Heute bleibe ich länger, denn Ida beginnt plötzlich von ihren Eltern zu erzählen. Die Mutter stammte aus einer wohlhabenden Familie. Diese besaß ein Juweliergeschäft in Kaunas und ein Haus in der Altstadt. Während des 1. Weltkrieges wurde die Familie wie viele Juden in Litauen nach Russland deportiert. Die Zarenregierung fürchtete, dass die Juden mit den Deutschen kollaborieren würden.

 

In Russland heiratete Idas Mutter einen Juden aus der Ukraine und lebte dort mit Mann und vier Kindern bis zum Ausbruch des 2. Weltkrieges. Beim Einmarsch der deutschen Truppen 1941 wurde die ganze Familie außer Ida ermordet. Nur zufällig blieb sie am Leben.
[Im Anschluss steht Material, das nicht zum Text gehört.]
PR #1761, opened 2023-06-08
feat(avo-2511): change collection to new overview table

WardVerc1:
Ticket: https://meemoo.atlassian.net/browse/AVO-2511

### DIFF
--- a/src/collection/queries/get-collections-by-owner.graphql
+++ b/src/collection/queries/get-collections-by-owner.graphql
@@ -3,10 +3,10 @@ query getCollectionsByOwner(
 	$type_id: Int
 	$offset: Int = 0
 	$limit: Int
-	$order: [app_collections_order_by!] = { updated_at: desc }
-	$where: [app_collections_bool_exp!] = []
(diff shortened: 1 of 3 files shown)


SHDBramVandenbussche (approved):

src/collection/queries/get-collections-by-owner.graphql
```diff
@@ -68,5 +68,25 @@ query getCollectionsByOwner(
 				}
 			}
 		}
+		share_type
+		contributors {
+			enum_right_type {
+				value
+			}
+			profile {
+				usersByuserId {
```
bertyhell, line 77: OPTIONAL: this relationship is named a bit funky in the database
we can add an alias to use user instead in the query
This allows us to use `contributor.profile.user` instead of `contributor.profile.usersByuserId` in the code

Sie besuchte damals eine medizinisch‑technische Schule, die Schüler mussten vor der Stadt Schützengräben ausheben, als die Deutschen den Ort besetzten. Sie konnte nicht mehr nach Hause zurück, sondern lief mit den anderen Flüchtenden ostwärts. In Kasachstan lebte eine Schwester ihrer Mutter, dorthin versuchte sie zu fliehen: in Güterzügen, die ständig bombardiert wurden, dann zu Fuß, hungernd, erschöpft und voller Angst. Nach langen Wochen erreichte sie Kasachstan und fand ihre Verwandten, die ihr beim Neuanfang halfen. Ida ging nun in eine Schule für Traktor‑ und Landmaschinenfahrer, weil man dort ein kostenloses Mittagessen bekam. So wurde das kleine, sehr zarte Mädchen eine perfekte "Mechanisatorin", sie fuhr nicht nur Maschinen, sondern reparierte sie auch. Voller Stolz erzählt Ida immer wieder die Geschichte: wie kräftige Männer auf ihre Anweisungen Traktoren reparieren mussten.

 

Nach dem Krieg zog es Ida in das Herkunftsland ihrer Familie nach Litauen. Eine andere Schwester ihrer Mutter war gerade aus einem KZ in Deutschland nach Kaunas zurückgekehrt. Sie hatte als einzige von den litauischen Verwandten überlebt. Diese Tante half ihr, in Kaunas Fuß zu fassen.

 

So habe ich wieder eine Lebensgeschichte gehört von der ich zwar schon einzelne Episoden kannte, die mir heute aber besonders nahe geht. Ich denke an die vielen Vertriebenen und Deportierten, an Gefangenennot und Flüchtlingselend. Was half diesen Menschen, den Verzweifelten, zu überleben? Ein Wunder? Oder

Lebensmut, die Kraft zum Widerstand gegen die erdrückende Verhältnisse? Oder die Unterstützung durch hilfsbereite Menschen?

 

Mit solchen Gedanken und einem warmen Gefühl überquerte ich eine breite Verkehrstraße zu meinem letzten Besuchsziel.

 

Ich weiß, das Zusammensein mit MIRA FRIEDBERG wird schwierig. Sie ist mir aber die Vertrauteste von den drei Frauen. Wir telefonieren oft. Mira ist fast blind und sehr "anlehnungsbedürftig", um es salopp zu sagen, Manchmal bittet sie mich um einen Gefallen. Dann schreibe ich für sie Briefe an ihren Cousin, der vor einigen Jahren von St. Petersburg nach Deutschland ausgewandert ist. Oder wenn lange kein Lebenszeichen von ihm kam, rufe ich ihn an. Mira ist dann beruhigter. Sie braucht das Gefühl, dass jemand da ist, zu dem sie gehört. Sie ist doch ganz alleine auf der Welt.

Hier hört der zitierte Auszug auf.